[Records from a collection]
=====

PR #10521, opened 2026-04-25
Improve AI land destruction targeting with contextual priority

Madwand99:
Adds a contextual land-removal scorer so the AI values land destruction targets by actual threat, including high-mana lands, mana-boosting Auras, manlands, utility lands, dangerous named lands, Homeward Path only when relevant, and tempo-aware use of sacrifice lands like Strip Mine, Wasteland, and Tectonic Edge. Multiplayer-aware so priority for lands can be different depending on how many players exist.

Related to #5604

### DIFF
--- a/forge-ai/src/main/java/forge/ai/ComputerUtilCard.java
+++ b/forge-ai/src/main/java/forge/ai/ComputerUtilCard.java
@@ -38,6 +38,7 @@ import forge.game.combat.CombatUtil;
 import forge.game.cost.Cost;
 import forge.game.cost.CostPayEnergy;
 import forge.game.cost.CostRemoveCounter;
+import forge.game.cost.CostSacrifice;
 import forge.game.cost.CostUntap;
 import forge.game.keyword.Keyword;
 import forge.game.keyword.KeywordCollection;
@@ -51,11 +52,19 @@ import forge.game.spellability.SpellAbility;
 import forge.game.staticability.StaticAbility;
 import forge.game.staticability.StaticAbilityMode;
 import forge.game.trigger.Trigger;
+import forge.game.trigger.TriggerType;
 import forge.game.zone.MagicStack;
 import forge.game.zone.ZoneType;
 import forge.item.PaperCard;
 
 public class ComputerUtilCard {
+    private static final List<String> DANGEROUS_LANDS_TO_REMOVE = Arrays.asList(
+            "Dark Depths",
+            "Glacial Chasm",
+            "Valakut, the Molten Pinnacle",
+            "Maze of Ith"
+    );
+
     public static Card getMostExpensivePermanentAI(final CardCollectionView list, final SpellAbility spell, final boolean targeted) {
         CardCollectionView all = list;
         if (targeted) {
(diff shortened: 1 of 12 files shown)


forge-ai/src/main/java/forge/ai/ComputerUtilCard.java
```diff
@@ -258,6 +267,229 @@ public static Card getBestLandAI(final Iterable<Card> list) {
                 .orElseGet(() -> Aggregates.random(bLand)); // random tapped land of least represented type
     }
 
+    public static Card getBestLandToRemoveAI(final Player ai, final Iterable<Card> list, final SpellAbility removal) {
```
tool4ever, line 281: Should be built upon `LandEvaluator` imo

Madwand99: Done! Great idea.

forge-ai/src/main/java/forge/ai/ability/DestroyAi.java
```diff
@@ -425,23 +425,34 @@ public boolean doLandForLandRemovalLogic(SpellAbility sa, Player ai, Card tgtLan
         boolean canColorLock = (oppSkippedLandDrop || oppLands.size() > 3)
                 && tgtLand.isBasicLand() && CardLists.count(oppLands, CardPredicates.nameEquals(tgtLand.getName())) == 1;
 
-        // Non-basic lands are currently not ranked in any way in ComputerUtilCard#getBestLandAI, so if a non-basic land is best target,
-        // consider killing it off unless there's too much potential tempo loss.
-        // TODO: actually rank non-basics in that method and then kill off the potentially dangerous (manlands, Valakut) or lucrative
-        // (dual/triple mana that opens access to a certain color) lands
-        boolean nonBasicTgt = !tgtLand.isBasicLand();
+        int targetPriority = ComputerUtilCard.evaluateLandRemovalPriority(ai, tgtLand, sa);
+        boolean mediumPriorityTgt = targetPriority >= 50;
```
tehdiplomat: We should probably put evaluation thresholds near the evaluation functions as a constant, rather than just inline here.

forge-ai/src/main/java/forge/ai/ComputerUtilCard.java
```diff
@@ -258,6 +287,207 @@ public static Card getBestLandAI(final Iterable<Card> list) {
...
+            // were already scored above; this catches external animation.
+            score += isAttackingAi(land, ai) ? 140 : 55;
+        }
+
+        if (isKnownDangerousLand(land)) {
+            // High priority floor: oddball lands whose danger is hard to infer
+            // from their generic ability shape, like Dark Depths or Glacial
+            // Chasm. Do not add here, because some of these also get a good
+            // baseline score from LandEvaluator.
+            score = Math.max(score, 170);
```
tool4ever: we shouldn't hardcode names, just add support for `AIEvaluationModifier` following the CreatureEvaluator

forge-ai/src/main/java/forge/ai/ComputerUtilCard.java
tool4ever: the Comparator doesn't really combine both values this way

try to move most of the logic into it so other callers can benefit too

Madwand99: I removed the extra `evaluateLand` tiebreaker, since the removal priority score already includes the LandEvaluator baseline and `thenComparingInt` was only acting as a tie-breaker rather than combining the values.

I looked at moving more logic into LandEvaluator, but I think most of this targeting logic is too contextual for land play/evaluation decisions. Homeward Path depends on whether the AI controls stolen permanents, Strip Mine/Wasteland-style lands depend on whether the AI has a high-priority land to protect and whether the opposing land is tapped, manlands depend heavily on combat context, and the Aura cases depend on what the Aura removed or whether it boosts mana.

For that reason I kept LandEvaluator as the baseline and layered the removal-specific logic in `evaluateLandRemovalPriority`, with card-script `AILandRemovalMinScore` only affecting removal targeting rather than general land play decisions.

forge-ai/src/main/java/forge/ai/ability/DestroyAi.java
```diff
@@ -425,23 +425,34 @@ public boolean doLandForLandRemovalLogic(SpellAbility sa, Player ai, Card tgtLan
...
 
-        boolean timingCheck = canManaLock || canColorLock || nonBasicTgt;
+        boolean timingCheck = canManaLock || canColorLock || mediumPriorityTgt;
         boolean tempoCheck = numLandsOTB >= amountNoTempoCheck
                 || ((numLandsInHand >= amountLandsInHand || isHighPriority) && ((numLandsInHand + numLandsOTB >= amountNoTimingCheck) || timingCheck));
 
+        // Tectonic Edge, Strip Mine, and Wasteland should not cash in a large
+        // share of the AI's own mana base for a merely medium utility target.
+        boolean sacrificesSourceLand = sa.getHostCard().isLand()
+                && sa.getPayCosts() != null
```
tool4ever: use `ComputerUtilCost.isSacrificeSelfCost`

forge-ai/src/main/java/forge/ai/ComputerUtilCard.java
```diff
@@ -258,6 +278,197 @@ public static Card getBestLandAI(final Iterable<Card> list) {
...
+    private static boolean aiControlsStolenCreature(final Player ai) {
+        for (Card creature : ai.getCreaturesInPlay()) {
+            if (!creature.getOwner().equals(ai)) {
+                return true;
+            }
+        }
+        return false;
+    }
+
+    private static boolean hasManaSubAbility(final SpellAbility ability) {
```
tool4ever: reuse `SpellAbility.findSubAbilityByType`

forge-ai/src/main/java/forge/ai/ComputerUtilCard.java
tool4ever: ok, I can agree with those arguments :)

forge-ai/src/main/java/forge/ai/ability/DestroyAi.java
Madwand99: Done!

forge-ai/src/main/java/forge/ai/ComputerUtilCard.java
Madwand99: Done!

tool4ever (approved):

PR #10830, opened 2026-06-01
add IPreferences Interface

Hanmac:
Preferences Interface for #10827

@MostCromulent i'm not 100% sure if the YieldController changes work that way
or if i need to change the PlayerControllerHuman to IGameController
because `NetGameController` calls `new YieldController(null);`

but there are still some methods unimplemented for IGameController

(i can split up the YieldController changes into a different PR)

### DIFF
--- a/forge-gui/src/main/java/forge/localinstance/properties/AbstractPreferences.java
+++ b/forge-gui/src/main/java/forge/localinstance/properties/AbstractPreferences.java
@@ -35,11 +35,11 @@ import forge.util.TextUtil;
  * Loads preferred values when instantiated.
  * If a requested value is not present, default is returned.
  */
-public abstract class PreferencesStore<T extends Enum<T> & PreferencesStore.IPref> {
+public abstract class AbstractPreferences<T extends Enum<T> & IPreferences.IPref> implements IPreferences<T> {
     private final Map<T, String> preferenceValues;
     private final String filename;
 
-    public PreferencesStore(final String filename0, final Class<T> clasz) {
+    public AbstractPreferences(final String filename0, final Class<T> clasz) {
         preferenceValues = new EnumMap<>(clasz);
         filename = filename0;
 
@@ -68,8 +68,8 @@ public abstract class PreferencesStore<T extends Enum<T> & PreferencesStore.IPre
 
     protected abstract T[] getEnumValues();
     protected abstract T valueOf(String name);
-    protected abstract String getPrefDefault(T key);
 
+    @Override
     public void save() {
         BufferedWriter writer = null;
         try {
@@ -91,18 +91,17 @@ public abstract class PreferencesStore<T extends Enum<T> & PreferencesStore.IPre
         }
     }
 
+    @Override
     public final void reset() {
         this.preferenceValues.clear();
     }
 
+    @Override
     public final void setPref(final T q0, final String s0) {
         preferenceValues.put(q0, s0);
     }
 
-    public final void setPref(final T q0, final boolean val) {
-        setPref(q0, String.valueOf(val));
-    }
-
+    @Override
     public final String getPref(final T fp0) {
         String val;
 
@@ -114,22 +113,6 @@ public abstract class PreferencesStore<T extends Enum<T> & PreferencesStore.IPre
     
     public final void togglePrefBoolean(final T q0) {
         setPref(q0, !getPrefBoolean(q0));
-    }
-
-    public final int getPrefInt(final T fp0) {
-        try {
-            return Integer.parseInt(getPref(fp0));
-        } catch (NumberFormatException e) {
-            return Integer.parseInt(getPrefDefault(fp0));
-        }
-    }
-
-    public final boolean getPrefBoolean(final T fp0) {
-        return Boolean.parseBoolean(getPref(fp0));
-    }
-    
-    public final double getPrefDouble(final T fp0) {
-        return Double.parseDouble(getPref(fp0));        
     }
 
     public void setGameType(final T q0, final Set<GameType> gameTypes) {
@@ -178,9 +161,5 @@ public abstract class PreferencesStore<T extends Enum<T> & PreferencesStore.IPre
             result.add(GameType.Archenemy);
         else if (gameType.equals("Archenemy Rumble"))
             result.add(GameType.ArchenemyRumble);
-    }
-
-    public interface IPref  {
-        String getDefault(); // Common method for getting the default value
     }
 }
--- a/forge-gui/src/main/java/forge/localinstance/properties/AbstractPreferences.java
+++ b/forge-gui/src/main/java/forge/localinstance/properties/AbstractPreferences.java
@@ -110,10 +110,6 @@ public abstract class AbstractPreferences<T extends Enum<T> & IPreferences.IPref
 
         return val;
     }
-    
-    public final void togglePrefBoolean(final T q0) {
-        setPref(q0, !getPrefBoolean(q0));
-    }
 
     public void setGameType(final T q0, final Set<GameType> gameTypes) {
         String s0 = "";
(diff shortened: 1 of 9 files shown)


MostCromulent:
Claude says it will break multiplayer yields in this form:

> There are two separate things here — the behavior change the refactor introduces, and the `PlayerControllerHuman → IGameController` question Hanmac raised. Splitting them out:
> 
> **1. The regression (independent of the question)**
> 
> Converting `toggleAutoPassNoActions()` / `toggleAutoPassOrStopAll()` from static (taking `IGameController`) to instance methods routed through `owner` changes behavior for network clients.
> 
> The originals took an `IGameController` because the toggle is a controller-level dispatch, and `ctrl.setYieldPref(...)` is polymorphic:
> - `PlayerControllerHuman.setYieldPref` → handles it locally
> - `NetGameController.setYieldPref` → sends it to the host over the wire (`SetYieldPref` envelope)
> 
> On a network client, `getGameController()` returns the `NetGameController`, whose YieldController is built as `new YieldController(null)` — `owner == null` is the sentinel for the client's controller (no local PCH). So the instance version hits `if (owner == null) return false;` and returns early: the local pref isn't flipped and the `SetYieldPref` wire message isn't sent. The runtime toggle (`P` / menu mid-game) becomes a no-op on clients, and the menu checkbox doesn't update. The host-side proxy that decides auto-pass for that player reads `YIELD_AUTO_PASS_NO_ACTIONS` from its `prefOverrides`, populated only by inbound `SetYieldPref`/seed envelopes, so without the send the host keeps its own value. (Initial state still propagates via `seedYieldStateOnHost` at game start — it's specifically the runtime toggle that's affected.)
> 
> This is true regardless of how the `owner` type question is resolved — it comes from routing through `owner` (null on clients) instead of the controller.
> 
> **2. The question: should `owner` become `IGameController`?**
> 
> That change alone wouldn't fix the above, and it has a cost. Beyond the toggle, `YieldController` uses several PCH-only methods — `getGui`, `getLocalPlayerView`, `getGame`, `getLobbyPlayer`, `isRemoteClient` — none of which are on `IGameController`. Promoting `owner` to `IGameController` would mean adding all of those to the interface, which `NetGameController` (no local game state) can't meaningfully implement.
> 
> **Options**
> 
> 1. Keep the two `toggle*` methods static taking `IGameController` (revert just that slice). They don't need the instance `prefs` field — a UI toggle targets the local user's FModel pref, which is what they currently do. `owner` stays `PlayerControllerHuman`.
> 2. Keep the instance style but give `YieldController` a separate `IGameController` dispatch reference (distinct from `owner`), with `NetGameController` passing `this`. The toggle routes through that reference; `owner` stays `PlayerControllerHuman` for the game-state methods.

Hanmac:
reverted the YieldController for now

forge-gui/src/main/java/forge/localinstance/properties/AbstractPreferences.java
```diff
@@ -112,22 +111,6 @@ public final String getPref(final T fp0) {
         return val;
     }
```
allentiak, line 113: Just curious...
Why did you remove the setters and getters from the abstract class?

allentiak: Or is it that you not sure whether to use an abstract class or an interface?

Hanmac: They are done as "default" in the Interface,
so the Abstract one doesn't need to implement them

allentiak: I hadn't read the end part of the line! :sweat_smile:
I see now that the new abstract class implements the interface.

That being said... Why an extra indirection via the abstract class at all?
Can't you just use the interface and make other classes implement it?

allentiak: I mean - having both an interface and an abstract class with the same function is redundant in this case, right?

Hanmac: Its only about the type specific ones
getPrefBoolean -> getPref
setPref(boolean) -> setPref(string)

the other methods of the interface still need to be implemented

allentiak: I still don't see the reason why an abstract class is needed in this case when the interface can have any required methods with default implementations already in it...
Or am I missing something else here?

Hanmac: The interface just says that the methods exist
it doesn't handle how the values are stored
only the Abstract class says it uses EnumMap
and how it loads and saves the properties to the files

allentiak: Thanks for the explanation.

Whereas it clearly explains which responsibilities of the "Preferences" abstraction each construct (abstract class + interface) has, it does not reply my main question.

This is: **What is(are) the underlying reason(s) for which one single abstraction ("Preferences") has its responsibilities split into two separate, <ins>independently-inheritable</ins> constructs (an interface + a class)?**

I ask this because, unless there is either a logical or technical reason for this, I think that's only a disaster waiting to happen.
Why? Because, unless it is somehow technically possible to restrict the inheritance to one of the two constructs, there may be a case where another class or interface inherits from the wrong construct - something completely illogical.

Or is there a technical restriction for this division that I am not seeing here?

allentiak: I mean, I think it may make sense to create an abstraction for the "Preferences" behaviour.
I'm just wondering if this is the right approach to it :-)

Hanmac: The Interface exists so you can Mock it in tests

(or what I tried with YieldController, have it decorate the Options)

allentiak: Thanks. That answers _part_ of the question.

Then, again, why not just move everything into the interface, so it can be used for both the production and test code, and ditch the abstract class as a redundant construct?
(The "disaster-waiting-to-happen-due-to-possible-dual-inheritance-path" part of my previous answer still applies.)

Hanmac: The Interface only does half of the functions

Only the Abstract Class handles the real load/save

allentiak:
You have already said that.

I'm asking why splitting the functionality across the abstract class and
the interface. I still don't see any reason for that, and none of your
previous answers explain that single, crucial point.
Would you be so kind as to please explain why? (Please refer to my earlier
long answer as for why I'm asking this.)

Hanmac:
> You have already said that. I'm asking why splitting the functionality across the abstract class and the interface. I still don't see any reason for that, and none of your previous answers explain that single, crucial point. Would you be so kind as to please explain why? (Please refer to my earlier long answer as for why I'm asking this.)

Because the interface can't know how the Data is stored
(If at all)

For example, see Java HashMap

```java
public class HashMap<K,V>
extends AbstractMap<K,V>
implements Map<K,V>
```

The interface has the methods list
The AbstractMap most of the implementation
And HashMap the final part to make it work

allentiak:
Thanks for the example!
It was instrumental.
I asked a bot about it, and I think that I understand now.
It's due to a technical limitation of Java.

Lately, I had been working with Rust, which does away with class
inheritance at all - so I was not aware of this.

Now I see why it makes sense.
Yeah, go ahead.
I'll approve this PR as-is.

allentiak:
I see that this PR is still a draft.
Ping me as son at you mark it as ready for review, and I'll approve it.

allentiak:
I cannot approve it myself since I don't have write access to the repo.

Hanmac:
@tool4ever @tehdiplomat your review to this interface?

Jetz72 (approved):

PR #10833, opened 2026-06-02
Card cleanup: 2026-06-02

dracontes:
Dealing with capitalization issues in the context of `non[Type]` syntax.


Hanmac:
@tool4ever should `![Type]` be better? 🤔

tool4ever (approved):
imo this might be the exception to support "non" just so scripting it follows closer to the actual card text
and I'm not sure text changes would handle it otherwise

Hanmac:
> imo this might be the exception to support "non" just so scripting it follows closer to the actual card text and I'm not sure text changes would handle it otherwise

It looks for word boundaries, so `!Human` should be replaced by text changes

PR #10834, opened 2026-06-02
Fix ability-menu crash and positioning for floating-zone cards

MostCromulent:
## Bug report

Crash when casting a modal dual-faced card (e.g. Birgi) from the "Playable Zone Cards" window via a Wish, with the Sideboard window closed: `IllegalComponentStateException: component must be showing on the screen to determine its location`.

=====

* [Assigned task]
Reproduce the records above exactly, from the first line through the line containing "Adds a contextual", and output nothing else.

* [Solution for this problem]
PR #10521, opened 2026-04-25
Improve AI land destruction targeting with contextual priority

Madwand99:
Adds a contextual land-removal scorer so the AI values land destruction targets by actual threat, including high-mana lands, mana-boosting Auras, manlands, utility lands, dangerous named lands, Homeward Path only when relevant, and tempo-aware use of sacrifice lands like Strip Mine, Wasteland, and Tectonic Edge. Multiplayer-aware so priority for lands can be different depending on how many players exist.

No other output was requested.